Non trovo oggettivamente sostenibile la versione della "pappa in testa" come atto dispregiativo, mi pare un ragionamento troppo contorto, fuori da qualsiasi immaginario e che non necessiterebbe del verbo mangiare. Piuttosto censendo le varie versioni questa tesi funzionerebbe solo con "pappa" invece il modo di dire è anche solo "mangiare in testa" oppure mangiare la pastasciutta, credo piuttosto che l'aggiunta sia dovuta a interpretazioni personali o locali che legano per abitudine al verbo mangiare dei complementi oggetti di immaginario comunissimo (come la pastasciutta) solo per rinforzare e rendere più realistica la similitudine del modo di dire, pastasciutta, pasta, pappa...

La particolare espressione "pappa" per me è più facilmente riconducibile all'utilizzo del modo di dire nelle fasi di crescita di bambini e ragazzini, di un figlio che in età di crescita giunge a una statura di riguardo per la sua età o comunque tale agli occhi di genitori e conoscenti può venir detto "guarda com'è crescito, mi mangia la pappa in testa!" per dire che il bambino, che è pur sempre bambino (infatti mangia la pappa, termine infantile non però strettamente legato a semolino od omogeneizzati) è però di statura notevole.


----------



## eximius

Dimenticavo, l'idea di mangiare in testa deve essere intesa come "consumare un pasto" e quindi normalmente con un piatto, l'idea abbastanza disgustosa di consumare una pappa o qualunque altro alimento direttamente sulla testa di qualcuno è un chiaro fraintendimento perchè non trova nessuna giustificazione nel senso del modo di dire, anche volendo rispolverare la versione dispregiativa infatti credo che il disgusto per chi prende parte alla consumazione della pappa direttamente sulla testa di qualcuno sia molto maggiore per chi mangia che per chi fa da piatto, infatti il secondo può risolvere la cosa con uno shampoo mentre il primo che si è ingurgitato capelli forfora ed eventuali pidocchi dovrebbe quantomeno farsi una lavanda gastrica!


----------



## eua

Qui una spiegazione: http://dizionari.corriere.it/dizionario-modi-di-dire/T/testa.shtml 
A Pisa e dintorni l'espressione è usata comunemente con il significato di 'superare di gran lunga, surclassare'.


----------



## VogaVenessian

A Venezia ti mangiano i risi in testa ...e nessun'altra pietanza! Quando succede (e in genere tu non te ne accorgi) fai immancabilmente la figura del minchione.


----------



## eximius

VogaVenessian said:


> A Venezia ti mangiano i risi in testa ...e nessun'altra pietanza! Quando succede (e in genere tu non te ne accorgi) fai immancabilmente la figura del minchione.

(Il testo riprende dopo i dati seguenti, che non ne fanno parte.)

Issue #1571, opened 2021-03-11
[Feature Request] FastAPI / other ASGI support


3tilley:
Hello!

We love Dash, it's been perfect for our team of Python developers who want to provide rich web frontends.

We're coming up against the issue that it's difficult to host alongside our other web services though, primarily because we use FastAPI. FastAPI is the most popular of the ASGI frontends but by no means the only one, if a solution could be found to support ASGI as well as WSGI, I think the other webservers could just slot in as well.

I've read up on various topics where this is mentioned, and aside from the non-trivial work to make it generic, it seems like the major blocker is Python 2.7 support, and Python 3.6 needed for async/await. I have every sympathy with having to support Enterprise Python, and I'm sure you're well aware of this, but Python 2.7 has been end of life for 15 months, and 3.5 has been end of life for six months.

Is there a roadmap for Dash 2.0? Would that be the time to support multiple backends and draw a line in the sand on versions?
---------------------
_References_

"I risi" sarebbero semplicemente il riso?

In quali circostanze si usa? spiega un po' bene


----------



## eximius

VogaVenessian said:


> A Venezia ti mangiano i risi in testa ...e nessun'altra pietanza! Quando succede (e in genere tu non te ne accorgi) fai immancabilmente la figura del minchione.



Aspetta però, una tua concittadina ha scritto:



ciaula said:


> Dalle mie parti, in Veneto, diciamo "mangiare i risi in testa" con lo stesso significato [di essere più altro]. Per esempio, quando un figlio comincia a farsi grande (in tutti i sensi, non solo alto) si dice al genitore "Ormai ti mangia i risi in testa" (sì lo so che risi non è corretto).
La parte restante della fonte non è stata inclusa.